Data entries
PR #514, opened 2025-10-11
fix: skip PTZ status probe on NVRs; gate unsupported platforms

NirBY:
Fixes #513

- Skip ptz.cgi?action=getStatus probe on NVR models (400/timeout)
- Add timeout + exception handling around PTZ probe
- Only load 'switch' when coaxial control supported; skip 'light' when no lighting

PR #632, opened 2026-09-07
Stop fetching answers no loaded platform will read

zios0007:
Every entry can already switch off `camera`, `switch`, `light`, `select` and `binary_sensor`. Those toggles gate `async_forward_entry_setups` — entity creation — and nothing else. The poll decides what to request purely from what the device reports supporting and never looks at them.

So an entry with `select` switched off still calls `ptz.cgi?action=getStatus` on every single cycle, to populate a preset position entity that was never created.

That isn't free. Measured on a Dahua NVR, every logical CGI call costs **two TCP connections, two HTTP requests and one refused login**, because the device answers `Connection: close` and reissues its digest nonce each time, so a cached challenge is always rejected. PTZ status and coaxial status are also the two per-poll reads that #628's config cache does not cover, so they are paid in full on every cycle.

### The change

Follow the toggles that already exist rather than adding a dozen new "poll this?" options. Each request is gated on the platform that reads its answer:

| request | gated on |
|---|---|
| `ptz.cgi getStatus` | `select` |
| `coaxialControlIO getStatus` | `light` **or** `switch` |
| `MotionDetect` | `camera` **or** `switch` |
| `Lighting_V2`, infrared, `LightGlobal` | `light` |
| `DisableLinkage`, `DisableEventNotify`, `SmartMotionDetect` | `switch` |

The mapping was derived by finding each accessor's callers rather than by assuming — `is_siren_on` in `switch.py`, `is_security_light_on` in `light.py`, and so on. The two requests with a second reader keep working when either platform alone is enabled, which is what the `or` cases pin. Binary sensors read the event stream rather than the poll, so they gate nothing.

**The profile mode read is deliberately left alone.** `diagnostics.py` reports it as well as the light platform, and it is a `getConfig`, so #628 already caches it — gating it would risk a stale diagnostics field for no real saving.

**Read from the entry options, not `coordinator.platforms`.** The first refresh runs before the platforms are forwarded, so that list is still empty at that point and gating on it would skip every read on the first poll.

### Tests

The failure mode here is silent — map a request to the wrong reader and an entity quietly shows a default instead of erroring — so the tests pin the mapping rather than the mechanism:

- every request is still fetched with all platforms on, so the default is unchanged
- each request disappears when the platform that reads it is switched off
- the two shared requests survive losing *either* reader, and stop only when both are off
- switching off one platform doesn't drop another platform's reads

### Where it came from

@DeveloperSzkodziu suggested this in #603, having noticed their PF8-PV generates far more traffic than their other cameras. It does: it is PTZ **and** active deterrence, so it qualifies for both of the uncached per-poll reads, while a fixed camera makes neither. They don't use PTZ in Home Assistant at all and are currently paying for it every cycle.

Related to #514, which approaches this from the capability side — don't load a platform at all when the device supports nothing on it. Worth noting that PR has been untouched since 2025-10-11 and no longer merges, and its other half (exception handling around the PTZ probe) is already in main. The part still undone is orthogonal to this change rather than overlapping: it decides which *platforms* to load, this decides which *requests* to make for the platforms that did load.

### DIFF
--- a/custom_components/dahua/__init__.py
+++ b/custom_components/dahua/__init__.py
@@ -35,6 +35,10 @@ from .const import (
     CONF_NAME,
     DOMAIN,
     PLATFORMS,
+    CAMERA,
+    LIGHT,
+    SELECT,
+    SWITCH,
     CONF_RTSP_PORT,
     STARTUP_MESSAGE,
     CONF_CHANNEL,
@@ -758,6 +762,20 @@ class DahuaDataUpdateCoordinator(DataUpdateCoordinator):
             )
             self.update_interval = interval
 
+    def _wanted_by(self, *platforms: str) -> bool:
+        """Whether anything that reads this answer is actually loaded.
+
+        The poll used to fetch purely on what the device reported supporting,
+        so an entry with `select` switched off still paid for a PTZ position
+        read on every cycle to feed an entity that was never created. Each of
+        those costs the device a connection and a login it has to refuse.
+
+        Read from the entry options rather than `coordinator.platforms`: the
+        first refresh runs before the platforms are forwarded, so that list is
+        still empty then and everything would be skipped on the first poll.
+        """
+        return any(self.config_entry.options.get(platform, True) for platform in platforms)
+
     async def _async_update_data(self):
         """Reload the camera information"""
         data = {}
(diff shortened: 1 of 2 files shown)


rroller (approved):

rroller:
has merge conflicts

zios0007:
Rebased onto main now that #630 has landed — thanks for merging that one.

The conflict was just the two PRs adding methods at the same point in the coordinator: #630's `_back_off_poll_interval`/`_restore_poll_interval` and this one's `_wanted_by`. Both kept, no logic changed on either side. CI green and mergeable.

They complement each other rather than overlapping: #630 reduces requests to a device that has stopped answering, this one reduces them to a device that is answering fine but whose answers nobody is reading.

rroller (approved):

## YOUR GOAL
Each line above that contains the string "gated" should be identified and copied.

## SOLUTION FOR THIS PROBLEM
Follow the toggles that already exist rather than adding a dozen new "poll this?" options. Each request is gated on the platform that reads its answer:
| request | gated on |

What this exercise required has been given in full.